Wednesday, December 10, 2014

Section 7-8: The SAS Inequality (Day 77)

Last night I tutored my geometry student, and so I told him about the Putnam problem that I mentioned here on this blog yesterday. He figured out that the answer was "N must not contain any zeros" right away, but of course, many of this proof techniques -- proof by induction, proof by contradiction (indirect proof), and even proof of the converse (since the statement was given as a biconditional) -- were new to him.
 
I gave a very common analogy for proof by induction -- the initial or base case of an induction is like knocking down the first domino, and the inductive case is domino n set up to knock down domino n+1. For indirect proof, I told him how to prove, indirectly, that he is dreaming -- assume that what you see is real, until you reach a contradiction such as seeing pigs fly in the distance, then conclude that you are dreaming all along.
 
I believe that my explanations would be easier for my student to understand if I wasn't giving so many different proof techniques in the same day.

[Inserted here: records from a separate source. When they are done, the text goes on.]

PR #884, opened 2024-10-09
Add EstimateComputeUnitLimit feature

amit-momin:
[BCFR-1012](https://smartcontract-it.atlassian.net/browse/BCFR-1012)

- Added feature to estimate compute unit limits for transactions if `EstimateComputeUnitLimit` config is enabled
- Required for more complex transactions that can use varying amounts of compute units unlike Data Feed transactions

Chainlink Repo PR: https://github.com/smartcontractkit/chainlink/pull/14741

[BCFR-1012]: https://smartcontract-it.atlassian.net/browse/BCFR-1012?atlOrigin=eyJpIjoiNWRkNTljNzYxNjVmNDY3MDlhMDU5Y2ZhYzA5YTRkZjUiLCJwIjoiZ2l0aHViLWNvbS1KU1cifQ


pkg/solana/txm/txm.go
```diff
@@ -176,6 +185,12 @@ func (txm *Txm) sendWithRetry(chanCtx context.Context, baseTx solanaGo.Transacti
...
 
+	if txcfg.EstimateComputeUnitLimit {
+		if computeUnitLimitErr := txm.EstimateAndSetComputeUnitLimit(chanCtx, &baseTx); computeUnitLimitErr != nil {
+			return solanaGo.Transaction{}, uuid.Nil, solanaGo.Signature{}, fmt.Errorf("failed to estimate and set compute unit limit: %w", computeUnitLimitErr)
+		}
+	}
+
 	// add compute unit limit instruction - static for the transaction
 	// skip if compute unit limit = 0 (otherwise would always fail)
 	if txcfg.ComputeUnitLimit != 0 {
```
aalu1418: would this make more sense in the `Enqueue` function and then setting the `txcfg.ComputeUnitLimit`?

it would deduplicate some of the logic of building the transaction multiple times?

pkg/solana/config/config.go
```diff
@@ -53,26 +54,28 @@ type Config interface {
...
+	Commitment               *string
+	MaxRetries               *int64
+	FeeEstimatorMode         *string
+	ComputeUnitPriceMax      *uint64
+	ComputeUnitPriceMin      *uint64
+	ComputeUnitPriceDefault  *uint64
+	FeeBumpPeriod            *config.Duration
+	BlockHistoryPollPeriod   *config.Duration
+	ComputeUnitLimitDefault  *uint32
+	EstimateComputeUnitLimit *bool
```
aalu1418, line 78: note: changes to config also require changes to core tests + documentation

pkg/solana/txm/txm_test.go
aalu1418, line 1: nit: can we name this file to something different?

using the same named file creates a giant diff that makes it look like a ton more changes than it actually is

pkg/solana/txm/txm.go
```diff
@@ -135,14 +140,18 @@ func (txm *Txm) run() {
...
+			if !msg.cfg.EstimateComputeUnitLimit {
+				// send tx + signature to simulation queue
+				msg.tx = &tx
+				msg.signature = sig
+				msg.id = id
+				select {
+				case txm.chSim <- msg:
+				default:
+					txm.lggr.Warnw("failed to enqeue tx for simulation", "queueFull", len(txm.chSend) == MaxQueueLen, "tx", msg)
+				}
```
aalu1418: leaving the extra simulate loop should be ok?

otherwise the retry can only ever be cancelled by timeout or confirmed transaction - rather than something like a duplicate report or something

pkg/solana/txm/txm.go
```diff
@@ -568,6 +583,65 @@ func (txm *Txm) Enqueue(accountID string, tx *solanaGo.Transaction, txCfgs ...Se
 	return nil
 }
 
+func (txm *Txm) EstimateAndSetComputeUnitLimit(ctx context.Context, tx *solanaGo.Transaction) (err error) {
```
aalu1418: can we share logic with the existing simulate call here?

aalu1418 (changes requested):

pkg/solana/txm/txm.go
amit-momin: Could a second simulation pick up an error that the original didn't? I was thinking if a transaction passes simulation for the compute unit limit then timeout or confirmation should be the only reasons to cancel retry. I guess it doesn't hurt to keep it in case there's some state change in between

pkg/solana/txm/txm.go
amit-momin: Agree this is probably cleaner. I've updated this in the latest commit

pkg/solana/txm/txm.go
amit-momin: Good point. I've updated the code to remove some duplicity here

pkg/solana/txm/txm.go
```diff
@@ -568,6 +550,82 @@ func (txm *Txm) Enqueue(accountID string, tx *solanaGo.Transaction, txCfgs ...Se
...
+
+func (txm *Txm) simulateTx(ctx context.Context, tx *solanaGo.Transaction) (res *rpc.SimulateTransactionResult, err error) {
+	// get client
+	client, err := txm.client.Get()
+	if err != nil {
+		txm.lggr.Errorw("failed to get client", "error", err)
+		return
+	}
+
+	res, err = client.SimulateTx(ctx, tx, nil) // use default options (does not verify signatures)
```
Farber98, line 604: Do we always want `finalized` [commitment](https://solana.com/docs/rpc#configuring-state-commitment) or may be worth adding the option to specify it?

pkg/solana/txm/txm.go
```diff
@@ -568,6 +550,82 @@ func (txm *Txm) Enqueue(accountID string, tx *solanaGo.Transaction, txCfgs ...Se
...
+	if unitsConsumed > math.MaxUint32 {
+		txm.lggr.Debug("compute units used with buffer greater than uint32 max", "unitsConsumed", unitsConsumed)
+		// Do not return error to allow falling back to default compute unit limit
+		return 0, nil
+	}
+
+	return uint32(unitsConsumed), nil
+}
+
+func (txm *Txm) simulateTx(ctx context.Context, tx *solanaGo.Transaction) (res *rpc.SimulateTransactionResult, err error) {
```
Farber98, line 596: We will `try` to simulate every tx before broadcasting it right? Will this be handled gracefully in terms of performance?

Farber98 (commented):
Good changes! The refactor looks good and makes the code easier to follow

pkg/solana/txm/txm.go
aalu1418: simulation before broadcasting should only happen if that is configured - I believe default is `false`

pkg/solana/txm/txm.go
aalu1418: If you're using the client defined in the solana package, it should use the commitment level from the network config

https://github.com/smartcontractkit/chainlink-solana/blob/4e1d0ae8315a0a0abe828ffddf4a45884349f183/pkg/solana/client/client.go#L289

you can pass in custom simulation options

pkg/solana/txm/txm.go
aalu1418: hmmmm - fair point

technically we are modifying the transaction with the limit and the price - so technically it could still fail if estimation/tx building for either was broken 🤔 - unlikely but possible

aalu1418 (commented):
changes look good to me!

i'd like to see the core side PR before approval / merge :)

also CI should fully pass on this side - but i think you might need this PR to be merged for that to happen: https://github.com/smartcontractkit/chainlink/pull/14011 (or need to use the `core_ref` inside the PR description)

pkg/solana/txm/txm.go
amit-momin: Oh ya good point. Makes sense to keep it then. I've undone this in the latest commit

pkg/solana/txm/txm.go
```diff
@@ -568,6 +550,82 @@ func (txm *Txm) Enqueue(accountID string, tx *solanaGo.Transaction, txCfgs ...Se
 	return nil
 }
 
+func (txm *Txm) EstimateComputeUnitLimit(ctx context.Context, tx *solanaGo.Transaction) (uint32, error) {
```
silaslenihan, line 559: Would be nice to add comments for above method and `simulateTx` to summarize their usage to continue the good documentation in this package

silaslenihan (dismissed):

pkg/solana/txm/txm.go
amit-momin: Good point, added comments in the latest commit

silaslenihan (dismissed):

Farber98 (dismissed):

aalu1418 (dismissed):

aalu1418 (approved):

And so I focused on the one most relevant to his current geometry class -- biconditionals, or "if and only if" statements. I gave him my worksheet from Section 2-5 of the U of Chicago text, which I've posted right here on this blog. He appeared to figure out most of the problems on that worksheet.
 
Returning to Chapter 7 of the U of Chicago text, we see that there are two sections left. Of these, Section 7-7 is far more important, as we use the theorems SSS, SAS, and ASA to prove that a figure is a parallelogram.
 
But what is in Section 7-8? This section covers the SAS Inequality -- often known as the Hinge Theorem, according to the Exploration Question at the end of the section. Dr. Franklin Mason also calls this theorem the Hinge Theorem.
 
I'm of two minds as to whether to include Lesson 7-8 on this blog. Notice that Dr. M includes the Hinge Theorem, Triangle Inequality, and all other inequalities related to triangles in his Chapter 5. But we've been waiting because many of these theorems depend on indirect proof, so we were waiting for Chapter 13. Yet on this blog, I posted the Circumcenter Concurrency Theorem even though it also requires an indirect proof (but, as Dr. Wu pointed out, the part that requires indirect proof can be handwaved over).
 
Once again, this is why I discuss what I post here with my geometry student. How important is it for me to avoid or delay indirect proofs in order to avoid confusing him? Last night, it appeared that he sort of understood indirect proof, but combining it with a lesson on induction and biconditionals can only confuse him more.
 
In the end, I post Section 7-8 today. If one wants, one can just skip to the review questions. By getting 7-8 out of the way, I can spend the rest of the week on the more important Section 7-7.